Joe loved and admired his athletic, yoga-practicing, Gucci-loafered, new-age grandfather. After my two failed marriages, I thought my father would make a good role model so we moved to Chicago. Before long, I capitulated and went to the est Training. The Trainer coerced me into confronting all the bad decisions I’d made in my life, which tore my soul to shreds and kept it tattered for years afterwards. I helplessly allowed my father to enroll Joe in the Training at age 14, and silently cheered when Joe walked out the first hour of the 60-hour course.
With est’s emphasis on the Self, my father drifted far away from his Jesuit-educated God-centered roots. His spiritual life ballooned into a reliance on his interpretation of the “god within” — that we are all our own gods and are capable of directing our own lives with no outside help. He preached at AA meetings to accept ourselves as we are in the present with no thought of what we’ve done in the past or what we will become in the future. People in AA tell me to this day his greatest influence on them was his constant reminder that no human power could relieve their alcoholism, that dependence on a higher power was essential to recovery. I never knew anyone to challenge him on his illogical, conflicting philosophies.

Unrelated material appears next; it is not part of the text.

PR #16305, opened 2024-09-12
Player Effects Panel

SatinIsle:
Added a new Player Effects TGUI panel that replaces the smite verb for staff. This new window contains all smites (plus three new ones), a bunch of medical effects that are a pain to apply via procs, a bunch of useful abilities that are a pain to grant through the give verb proc, inventory controls that are normally a pain to apply manually, a centralised location for some admin procs, and a few a small number of bug-fix related ones.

In October,1979, Pope John Paul II waved to my father as he flew by his 57th floor living room window in an open-door helicopter, his white robes flapping. The Pope landed in Grant Park to perform an outdoor Mass for 200,000 congregants. We watched the ritual on television and my father claimed that day as his reawakening to Catholicism. He didn’t return to Sunday Mass until the est organization dissolved in 1984. About that time I started noticing a slow disintegration in his character. His live-in girlfriends changed more frequently; he concocted fraudulent business deals, pitted my sisters and I against each other, sold his business and exaggerated his wealth.
In the end, he acted like he was his own god, unencumbered by moral obligations or the consequences of his actions. Perhaps he was like that all along.